EXERCISE OBJECTIVE:
Search the material for the word "kBFDefaultExpansion" and report each line where it turns up.

RAW DATA:
....

PR #1699, opened 2023-08-24
Add the support of basic scalable bloom

zncleon:
This PR introduce the structure, metadata and basic functions(e.g. `RESERVE`, `ADD`, `EXIST`) of the Scalable BloomFilter. 

According to the RedisBloom do, we design metadata and subkey for Scalable BloomFilter:

```

key:

        +----------+------------+-----------+-----------+-----------+-------------+-------------+-----------+-----------+
key =>  |  flags   |  expire    |  version  |  size     |  n_filters|  expansion  |base_capacity| error_rate | bloom_bytes     |
        | (1byte)  | (Ebyte)    |  (8byte)  | (Sbyte)   | (2byte)   | (2byte)     | (4byte)     | (8byte)   | (4byte)   |
        +----------+------------+-----------+-----------+-----------+-------------+-------------+-----------+-----------+

subkey:

                      +---------------+
key|version|filter => |     value     |
                      +---------------+

filter is an int16 as index in parent n_filter
```


zncleon:
For BfMetadata, I change it to the `default_cf`. If stored it in  `metadata_cf`, it will influence the `DEL` and` KEYS`. Should we design a new cf for it, or just place it in `default_cf`.

cc @mapleFU

src/types/redis_sb_chain.h
```diff
@@ -0,0 +1,59 @@
...
+
+ private:
+  rocksdb::Status getSBChainMetadata(const Slice &ns_key, SBChainMetadata *metadata);
+  rocksdb::Status getBFMetadata(const Slice &bf_meta_key, BFMetadata *metadata);
+  rocksdb::Status createSBChain(const Slice &ns_key, double error_rate, uint32_t capacity, uint16_t expansion,
+                                uint16_t scaling, SBChainMetadata &sb_chain_metadata);
+  rocksdb::Status bloomCheckAdd(const Slice &bf_key, const std::string &item, ReadWriteMode mode, int &ret);
+
+  static void appendBFSuffix(const Slice &ns_key, uint16_t filters_index, std::string *output);
+  static void appendBFMetaSuffix(const Slice &bf_key, std::string *output);
```
PragmaTwice:
```suggestion
  static std::string appendBFSuffix(const Slice &ns_key, uint16_t filters_index);
  static std::string appendBFMetaSuffix(const Slice &bf_key);
```

It is better to have the function signature like this.

src/types/redis_sb_chain.cc
```diff
@@ -0,0 +1,240 @@
...
+  PutFixed16(output, filters_index);
+}
+
+void SBChain ::appendBFMetaSuffix(const Slice &bf_key, std::string *output) {
+  output->clear();
+
+  output->append(bf_key.data(), bf_key.size());
+  output->append(kBloomFilterSeparator);
+  output->append("meta");
+}
```
PragmaTwice: Could these field be encoded as subkeys? So that the compaction procedure can work well.

Refer to the key encoding https://kvrocks.apache.org/community/data-structure-on-rocksdb#user-key-encoding , it seems the version field is skiped?

src/types/redis_sb_chain.h
```diff
@@ -0,0 +1,59 @@
...
+
+const char kBloomFilterSeparator[] = ":";
+const uint32_t kBFDefaultInitCapacity = 100;
+const double kBFDefaultErrorRate = 0.01;
+const uint16_t kBFDefaultExpansion = 2;
+const double kErrorTighteningRatio = 0.5;
+
+enum class ReadWriteMode {
+  MODE_READ = 0,
+  MODE_WRITE = 1,
```
PragmaTwice: the `MODE_` prefix can be removed?

src/storage/redis_metadata.h
```diff
@@ -198,3 +200,27 @@ class StreamMetadata : public Metadata {
   void Encode(std::string *dst) override;
   rocksdb::Status Decode(const std::string &bytes) override;
 };
+
+class SBChainMetadata : public Metadata {
+ public:
+  uint16_t n_filters;
```
mapleFU, line 209: Though personally I understand what these arguments means. But I think we can add comments here.

We can copy paste some comments from https://redis.io/docs/data-types/probabilistic/bloom-filter/ . Would can make reviewer understand more about the syntax here. Like:

```c++
/// number of child Bloom Filters 
uint16_t n_filters;
/// Adding an element to a Bloom filter never fails due to the data structure "filling up". Instead the error rate 
/// starts to grow. To keep the error close to the one set on filter initialisation - the bloom filter will auto-scale, 
/// meaning when capacity is reached an additional sub-filter will be created.
///
/// The size of the new sub-filter is the size of the last sub-filter multiplied by EXPANSION.
///
/// The default expansion value is 2.
///
/// For non-scaling, the value should be...
uint16_t scaling;
uint16_t expansion;
```

And by the way, we should:
1. if no scaling, define a macro or constant for it, and define what `expansion` should be in this case
2. Try to simplify two argument into just one?

src/storage/redis_metadata.cc
```diff
@@ -401,3 +401,73 @@ rocksdb::Status StreamMetadata::Decode(const std::string &bytes) {
...
+  Metadata::Encode(dst);
+
+  PutFixed16(dst, n_filters);
+  PutFixed16(dst, scaling);
+  PutFixed16(dst, expansion);
+}
+
+rocksdb::Status SBChainMetadata::Decode(const std::string &bytes) {
+  Slice input(bytes);
+  if (!GetFixed8(&input, &flags)) {
```
mapleFU, line 415: @PragmaTwice Can it be like:

```c++
Status s = Metadata::Decode(bytes);
```

To avoid copy-paste original `Metadata::Decode`'s code?

mapleFU (commented):
Thansk! This looks much more clear than previous patch! I'll take a carefully review this afternoon!

src/types/redis_sb_chain.cc
```diff
@@ -0,0 +1,240 @@
...
+  bf_metadata->entries = entries;
+  bf_metadata->error = error;
+  bf_metadata->size = 0;
+
+  uint32_t bf_bytes = BlockSplitBloomFilter::OptimalNumOfBytes(entries, error);
+  bf_metadata->bf_bytes = bf_bytes;
+
+  BlockSplitBloomFilter block_split_bloom_filter;
+  block_split_bloom_filter.Init(bf_bytes);
+  *bf_data = block_split_bloom_filter.GetData();
```
mapleFU: This would copy these data. I prefer a interface like:

```c++
void SBChain::bfInit(BFMetadata *bf_metadata, uint32_t entries, double error, std::unique_ptr<BlockSplitBloomFilter>) {
  bf_metadata->entries = entries;
  bf_metadata->error = error;
  bf_metadata->size = 0;

  uint32_t bf_bytes = BlockSplitBloomFilter::OptimalNumOfBytes(entries, error);
  bf_metadata->bf_bytes = bf_bytes;

  *block_split_bloom_filter = std::make_unique<BlockSplitBloomFilter>();
  block_split_bloom_filter->Init(bf_bytes);
}
```

src/types/redis_sb_chain.cc
```diff
@@ -0,0 +1,240 @@
...
+
+rocksdb::Status SBChain::getBFMetadata(const Slice &bf_meta_key, BFMetadata *metadata) {
+  LatestSnapShot ss(storage_);
+  rocksdb::ReadOptions read_options;
+  read_options.snapshot = ss.GetSnapShot();
+  std::string bytes;
+  auto s = storage_->Get(read_options, bf_meta_key, &bytes);
+
+  std::string old_metadata;
+  metadata->Encode(&old_metadata);
```
mapleFU: Hmmm why same `BFMetadata` is beging `Encode` and `Decode` multiple times?

src/types/redis_sb_chain.cc
```diff
@@ -0,0 +1,240 @@
...
+    rocksdb::Status create_s =
+        createSBChain(ns_key, kBFDefaultErrorRate, kBFDefaultInitCapacity, kBFDefaultExpansion, 0, sb_chain_metadata);
+    if (!create_s.ok()) return create_s;
+  } else if (!s.ok()) {
+    return s;
+  }
+
+  std::vector<std::string> bf_key_list;
+  std::vector<BFMetadata> bf_metadata_list;
+  for (u_int16_t i = 0; i < sb_chain_metadata.n_filters; ++i) {
```
mapleFU: We can extract this loop to a function.

src/types/redis_sb_chain.cc
```diff
@@ -0,0 +1,240 @@
...
+    BFMetadata bf_metadata;
+    s = getBFMetadata(bf_meta_key, &bf_metadata);
+    if (!s.ok()) return s;
+    bf_key_list.push_back(bf_key);
+    bf_metadata_list.push_back(bf_metadata);
+  }
+
+  BFMetadata cur_bf_metadata = bf_metadata_list.back();
+  std::string cur_bf_key = bf_key_list.back();
+  if (cur_bf_metadata.size + 1 > cur_bf_metadata.entries) {
```
mapleFU: Should this line after "check" and before "insert"?

src/types/redis_sb_chain.cc
```diff
@@ -0,0 +1,240 @@
...
+  SBChainMetadata sb_chain_metadata;
+  rocksdb::Status s = getSBChainMetadata(ns_key, &sb_chain_metadata);
+  if (s.IsNotFound()) return rocksdb::Status::NotFound("key is not found");
+  if (!s.ok()) return s;
+
+  std::vector<std::string> bf_key_list;
+  for (uint16_t i = 0; i < sb_chain_metadata.n_filters; ++i) {
+    std::string bf_key;
+    appendBFSuffix(ns_key, i, &bf_key);
+    bf_key_list.push_back(bf_key);
```
mapleFU:
```suggestion
    bf_key_list.push_back(std::move(bf_key));
```

src/types/redis_sb_chain.h
```diff
@@ -0,0 +1,59 @@
...
+};
+
+class SBChain : public Database {
```
mapleFU: We can naming it `BloomChain`, `SBChain` is same as `RedisBloom`, but the naming is a bit confusing...

src/types/redis_sb_chain.cc
```diff
@@ -0,0 +1,240 @@
...
+  }
+
+  const auto &item_string = item.ToString();
+  // check
+  for (int i = sb_chain_metadata.n_filters - 1; i >= 0; --i) {
```
mapleFU: (As for direction, now we and RedisBloom are searching from largest BloomFilter to smaller BloomFilter, but I wonder  if we can searching it from smallest to largest? We can leave a todo or note here.)

src/types/redis_sb_chain.cc
```diff
@@ -0,0 +1,240 @@
...
+  if (cur_bf_metadata.size + 1 > cur_bf_metadata.entries) {
+    return rocksdb::Status::Aborted("filter is full");
+  }
+
+  auto batch = storage_->GetWriteBatchBase();
+  WriteBatchLogData log_data(kRedisBloomFilter, {"insert"});
+  batch->PutLogData(log_data.Encode());
+
+  bool item_exist = false;
+  const auto &item_string = item.ToString();
```
mapleFU:
```suggestion
  std::string item_string = item.ToString();
```

src/types/redis_sb_chain.cc
```diff
@@ -0,0 +1,240 @@
...
+  batch->Put(bf_key, bf_data);
+
+  return storage_->Write(storage_->DefaultWriteOptions(), batch->GetWriteBatch());
+}
+
+rocksdb::Status SBChain::bloomCheckAdd(const Slice &bf_key, const std::string &item, ReadWriteMode mode, int &ret) {
+  std::string bf_data;
+  rocksdb::Status s = storage_->Get(rocksdb::ReadOptions(), bf_key, &bf_data);
+  BlockSplitBloomFilter block_split_bloom_filter;
+  block_split_bloom_filter.Init(bf_data);
```
mapleFU:
```suggestion
  block_split_bloom_filter.Init(std::move(bf_data));
```

src/types/redis_sb_chain.cc
```diff
@@ -0,0 +1,240 @@
...
+
+  ret = 0;
+  if (found && mode == ReadWriteMode::MODE_READ) {
+    ret = 1;
+  } else if (!found && mode == ReadWriteMode::MODE_WRITE) {
+    auto batch = storage_->GetWriteBatchBase();
+    ret = 1;
+    block_split_bloom_filter.InsertHash(h);
+    bf_data = block_split_bloom_filter.GetData();
+    batch->Put(bf_key, bf_data);
```
mapleFU:
```suggestion
    batch->Put(bf_key, block_split_bloom_filter.GetData());
```

src/types/redis_sb_chain.cc
zncleon: Sure, these shoule be encoded as subkeys. I will fix it.

src/types/redis_sb_chain.cc
zncleon: It’s just like the function `getMetadata`. I think if run error(expired or other), metadata will just return the old_metadata

zncleon:
I change the metadata structure as #1701 solution 2.
Now, there is only one metadata:

BloomChainMetadata: (`num_filters`, `expansion`, `base_capacity`, `error_rate`, `bloom_bytes`).
and the `sum_num_distinct` use Metadata's `size`

src/storage/redis_metadata.h
```diff
@@ -198,3 +200,47 @@ class StreamMetadata : public Metadata {
...
+  /// The desired probability for false positives.
+  ///
+  /// The rate is a decimal value between 0 and 1. For example, for a desired false positive rate of 0.1% (1 in 1000),
+  /// error_rate should be set to 0.001.
+  ///
+  /// The default error_rate value is 0.01.
+  double error_rate;
+
+  /// The total number of bytes allocated for all sub-filters.
+  uint32_t bloom_bytes;
```
mapleFU, line 237: `uint32_t` is ok here, but we should implement size-checking carefully latter

src/types/redis_bloom_chain.cc
```diff
@@ -0,0 +1,185 @@
...
+  sub_key.append(kBloomFilterSeparator);
+  PutFixed16(&sub_key, filters_index);
+
+  std::string bf_key = InternalKey(ns_key, sub_key, metadata.version, storage_->IsSlotIdEncoded()).Encode();
+  return bf_key;
+}
+
+void BloomChain::getBFKeyList(const Slice &ns_key, const BloomChainMetadata &metadata,
+                              std::vector<std::string> &bf_key_list) {
+  for (u_int16_t i = 0; i < metadata.n_filters; ++i) {
```
mapleFU: You can `bf_key_list.reserve(metadata.n_filters);` first

src/types/redis_bloom_chain.cc
```diff
@@ -0,0 +1,185 @@
...
+  sb_chain_metadata.size = 0;
+
+  sb_chain_metadata.error_rate = error_rate;
+  sb_chain_metadata.base_capacity = capacity;
+  sb_chain_metadata.bloom_bytes = BlockSplitBloomFilter::OptimalNumOfBytes(capacity, error_rate);
+
+  std::string bf_data;
+  BlockSplitBloomFilter block_split_bloom_filter;
+  block_split_bloom_filter.Init(sb_chain_metadata.bloom_bytes);
+  bf_data = block_split_bloom_filter.GetData();
```
mapleFU: `GetData` returns a `const std::string&`, we need take it carefully and try our best not to copying these bytes:

```c++
 batch->Put(bf_key, block_split_bloom_filter.GetData());
```

The code above is ok in Line 70

src/types/redis_bloom_chain.cc
```diff
@@ -0,0 +1,185 @@
...
+    if (ret == 1) {
+      item_exist = true;
+      break;
+    }
+  }
+
+  // insert
+  if (!item_exist) {
+    if (sb_chain_metadata.size + 1 > sb_chain_metadata.GetCapacity()) {
+      return rocksdb::Status::Aborted("filter is full");
```
mapleFU, line 161: We can leave a todo here, since scaling would be supported later

mapleFU (commented):
Looks much clearer now!

src/storage/redis_metadata.h
zncleon: It seems `uint32_t` is big enough for bloom_bytes. What is size-checking for ?

src/storage/redis_metadata.cc
PragmaTwice: Sure.

src/storage/redis_metadata.h
```diff
@@ -200,3 +202,47 @@ class StreamMetadata : public Metadata {
...
+
+  explicit BloomChainMetadata(bool generate_version = true) : Metadata(kRedisBloomFilter, generate_version) {}
+
+  void Encode(std::string *dst) override;
+  rocksdb::Status Decode(const std::string &bytes) override;
```
```suggestion
  rocksdb::Status Decode(Slice bytes) override;
```

PragmaTwice (commented):
We made some small changes to Metadata, so you need to fix the interface.

Sorry for the inconvenience.

src/storage/redis_metadata.h
mapleFU: Ah yeah, currently `BlockSplitBloomFilter` has maximum size 128MB, so it's enough. We can report the error message to user if the allocation is too large. Let leave it in future optimizations

src/storage/redis_metadata.h
zncleon: no matter, I will fix it.

src/storage/redis_metadata.cc
PragmaTwice: I have looked into this and it seems currently it is hard to reuse Metadata::Decode since the output Slice is missing. You can just copy code here and I will fix it later after it is merged.

src/commands/cmd_bloom_filter.cc
```diff
@@ -0,0 +1,117 @@
...
+class CommandBFReserve : public Commander {
+ public:
+  Status Parse(const std::vector<std::string> &args) override {
+    auto parse_error_rate = ParseFloat<double>(args[2]);
+    if (!parse_error_rate) {
+      return {Status::RedisParseErr, errValueIsNotFloat};
+    }
+    error_rate_ = *parse_error_rate;
+    if (error_rate_ >= 1 || error_rate_ <= 0) {
+      return {Status::RedisParseErr, "0 < error rate range < 1"};
```
git-hulk:
```suggestion
      return {Status::RedisParseErr, "error rate should be between 0 and 1"};
```

src/commands/cmd_bloom_filter.cc
```diff
@@ -0,0 +1,117 @@
...
+
+    *output = redis::Integer(ret);
+    return Status::OK();
+  }
+};
+
+REDIS_REGISTER_COMMANDS(MakeCmdAttr<CommandBFReserve>("bf.reserve", -4, "write", 1, 1, 1),
+                        MakeCmdAttr<CommandBFAdd>("bf.add", 3, "write", 1, 1, 1),
+                        MakeCmdAttr<CommandBFExist>("bf.exist", 3, "read-only", 1, 1, 1), )
+}  // namespace redis
```
git-hulk:
```suggestion
}  // namespace redis

```

src/types/redis_bloom_chain.cc
```diff
@@ -0,0 +1,184 @@
...
+
+  std::string bf_key = getBFKey(ns_key, *metadata, metadata->n_filters - 1);
+  batch->Put(bf_key, block_split_bloom_filter.GetData());
+
+  return storage_->Write(storage_->DefaultWriteOptions(), batch->GetWriteBatch());
+}
+
+rocksdb::Status BloomChain::bloomCheckAdd(const Slice &bf_key, const std::string &item, ReadWriteMode mode, int *ret) {
+  std::string bf_data;
+  rocksdb::Status s = storage_->Get(rocksdb::ReadOptions(), bf_key, &bf_data);
```
git-hulk, line 74: We should check the get result?

src/types/redis_bloom_chain.cc
```diff
@@ -0,0 +1,184 @@
...
+  }
+
+  std::vector<std::string> bf_key_list;
+  getBFKeyList(ns_key, metadata, &bf_key_list);
+
+  auto batch = storage_->GetWriteBatchBase();
+  WriteBatchLogData log_data(kRedisBloomFilter, {"insert"});
+  batch->PutLogData(log_data.Encode());
+
+  bool item_exist = false;
```
git-hulk: Looks like we can check the add status by the index 'i'

src/types/redis_bloom_chain.cc
```diff
@@ -0,0 +1,184 @@
...
+  std::string sb_chain_metadata_bytes;
+  metadata.Encode(&sb_chain_metadata_bytes);
+  batch->Put(metadata_cf_handle_, ns_key, sb_chain_metadata_bytes);
+
+  return storage_->Write(storage_->DefaultWriteOptions(), batch->GetWriteBatch());
+}
+
+rocksdb::Status BloomChain::Exist(const Slice &user_key, const Slice &item, int *ret) {
+  std::string ns_key = AppendNamespacePrefix(user_key);
+  LockGuard guard(storage_->GetLockManager(), ns_key);
```
git-hulk: I think we can split the check and add logic. For the existing operation, it's unnecessary to lock for adding the missing bloom filter, because the BloomFilter read operations would be much larger than the write operations in most of scenarios. So it'd be better to non-lock for that.

src/types/redis_bloom_chain.cc
```diff
@@ -0,0 +1,201 @@
...
+  BloomChainMetadata metadata;
+  rocksdb::Status s = getBloomChainMetadata(ns_key, &metadata);
+
+  if (s.IsNotFound()) {
+    rocksdb::Status create_s =
+        createBloomChain(ns_key, kBFDefaultErrorRate, kBFDefaultInitCapacity, kBFDefaultExpansion, &metadata);
+    if (!create_s.ok()) return create_s;
+  } else if (!s.ok()) {
+    return s;
+  }
```
```suggestion

  if (s.IsNotFound()) {
    s =
        createBloomChain(ns_key, kBFDefaultErrorRate, kBFDefaultInitCapacity, kBFDefaultExpansion, &metadata);
  }
  if (!s.ok()) {
    return s;
  }
```

Would this a bit more clear?

src/types/redis_bloom_chain.cc
```diff
@@ -0,0 +1,201 @@
...
+
+  metadata->error_rate = error_rate;
+  metadata->base_capacity = capacity;
+  metadata->bloom_bytes = BlockSplitBloomFilter::OptimalNumOfBytes(capacity, error_rate);
+
+  BlockSplitBloomFilter block_split_bloom_filter;
+  block_split_bloom_filter.Init(metadata->bloom_bytes);
+
+  auto batch = storage_->GetWriteBatchBase();
+  WriteBatchLogData log_data(kRedisBloomFilter, {"createSBChain"});
```
mapleFU, line 59: The logic here is related to `WriteBatchExtractor::PutCF`.

```c++
constexpr std::string_view CreateBloomChain = "...";
constexpr std::string_view InsertBloomFilter = "...";
```

And in `src/storage/batch_extractor.cc`, you'd better have the correspond behavior. Like:

```
case kRedisBloomFilter: {
  // ...
}
```

And follow the `kRedisBitmap` style here.

mapleFU (commented):
General look good to me now. Final we need fix the `WriteBatchLogData` and `kRedisBloomFilter` behavior, and add test for it.

test can be seen in `tests/gocase/integration/slotmigrate/slotmigrate_test.go`

src/types/redis_bloom_chain.cc
mapleFU: Actually I think we can delay locking when checking the "last" bloom-filter.

During insert:
1. Acquire n_filters
2. (without-lock)  check filter `1...n_filters-1`
3. (lock) check final filter. It might contains a "get metadata and check n_filters" to verify the result in (1) is still right, if not, we need to check the new inserted filter here..

This is possible because `1...n_filters-1` is immutable. This can be regard as a future optimization. At least our code is right currently.

src/commands/cmd_bloom_filter.cc
```diff
@@ -0,0 +1,117 @@
...
+    if (!s.ok()) return {Status::RedisExecErr, s.ToString()};
+
+    *output = redis::Integer(ret);
+    return Status::OK();
+  }
+};
+
+REDIS_REGISTER_COMMANDS(MakeCmdAttr<CommandBFReserve>("bf.reserve", -4, "write", 1, 1, 1),
+                        MakeCmdAttr<CommandBFAdd>("bf.add", 3, "write", 1, 1, 1),
+                        MakeCmdAttr<CommandBFExist>("bf.exist", 3, "read-only", 1, 1, 1), )
```
PragmaTwice: Seems it is EXISTS, not EXIST.

tests/gocase/unit/type/bloom/bloom_test.go
```diff
@@ -0,0 +1,82 @@
...
+		require.ErrorContains(t, rdb.Do(ctx, "bf.reserve", key, "0.01", "1000", "expansion", "1.5").Err(), "ERR encounter non-integer characters")
+		require.ErrorContains(t, rdb.Do(ctx, "bf.reserve", key, "0.01", "1000", "expansion", "123asd").Err(), "ERR encounter non-integer characters")
+	})
+
+	t.Run("Reserve a bloom filter with nonscaling and expansion", func(t *testing.T) {
+		require.NoError(t, rdb.Del(ctx, key).Err())
+		require.ErrorContains(t, rdb.Do(ctx, "bf.reserve", key, "0.01", "1000", "expansion", "1", "nonscaling").Err(), "ERR nonscaling filters cannot expand")
+		require.ErrorContains(t, rdb.Do(ctx, "bf.reserve", key, "0.01", "1000", "nonscaling", "expansion", "1").Err(), "ERR nonscaling filters cannot expand")
+	})
+}
```
PragmaTwice, line 119: It would be better if you add some test for ADD and EXISTS in go test.

src/types/redis_bloom_chain.cc
```diff
@@ -0,0 +1,201 @@
...
+ *
+ */
+
+#include "redis_bloom_chain.h"
+
+namespace redis {
+
+std::string BloomChain::getBFKey(const Slice &ns_key, const BloomChainMetadata &metadata, uint16_t filters_index) {
+  std::string sub_key;
+  sub_key.append(kBloomFilterSeparator);
```
PragmaTwice: Seems we can remove the separator? IMO it seems same with or without the seperator. cc @mapleFU

mapleFU: Yeah, actually we can. As https://kvrocks.apache.org/community/data-structure-on-rocksdb/#list-sub-keys-values says, other subkey doesn't have any `separator`. We can refer to List or zset, like

```c++
    PutFixed16(&buf, reversed ? --pivot_index : ++pivot_index);
    std::string to_update_key = InternalKey(ns_key, buf, metadata.version, storage_->IsSlotIdEncoded()).Encode();
    batch->Put(to_update_key, iter->value());
```

src/types/redis_bloom_chain.cc
mapleFU: Or you can leave a todo in `src/storage/batch_extractor.cc`, I can add an todo in issue tracker

zncleon: OK, I will fix it in the next patch.

mapleFU: You can fix it after all function is done :-) migration might be refactor later

src/types/redis_bloom_chain.cc
```diff
@@ -0,0 +1,198 @@
...
+  if (check_index < 0) {
+    if (metadata.size + 1 > metadata.GetCapacity()) {  // TODO: scaling would be supported later
+      return rocksdb::Status::Aborted("filter is full");
+    }
+    s = bloomAdd(bf_key_list.back(), item_string, ret);
+    if (!s.ok()) return s;
+    metadata.size += *ret;
+  }
+
+  std::string sb_chain_metadata_bytes;
```
mapleFU, line 168: Only need to `Put` when `check_index < 0`?

mapleFU (commented):
Rest LGTM

Also, I've updated the description of the patch.

src/types/redis_bloom_chain.cc
zncleon: Sure, only need to `Put` when `metadata` change. But if I reuse this functions in `MADD`, I think it would be better to leave the `Put` outside and only `Put` once when `metadata.size` change.

mapleFU: Ok, you can support `INFO` in next patch. It's easy and it can help us debug:
https://github.com/RedisBloom/RedisBloom/blob/21a2620e75873353fead8c5d70950d3791e36b18/docs/commands/bf.info.md#L4

mapleFU (approved):
LGTM, thanks!

git-hulk (approved):

PragmaTwice (approved):

mapleFU:
Thanks all, merging...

....

RESPONSE AREA:
+const uint16_t kBFDefaultExpansion = 2;
+        createSBChain(ns_key, kBFDefaultErrorRate, kBFDefaultInitCapacity, kBFDefaultExpansion, 0, sb_chain_metadata);
+        createBloomChain(ns_key, kBFDefaultErrorRate, kBFDefaultInitCapacity, kBFDefaultExpansion, &metadata);
        createBloomChain(ns_key, kBFDefaultErrorRate, kBFDefaultInitCapacity, kBFDefaultExpansion, &metadata);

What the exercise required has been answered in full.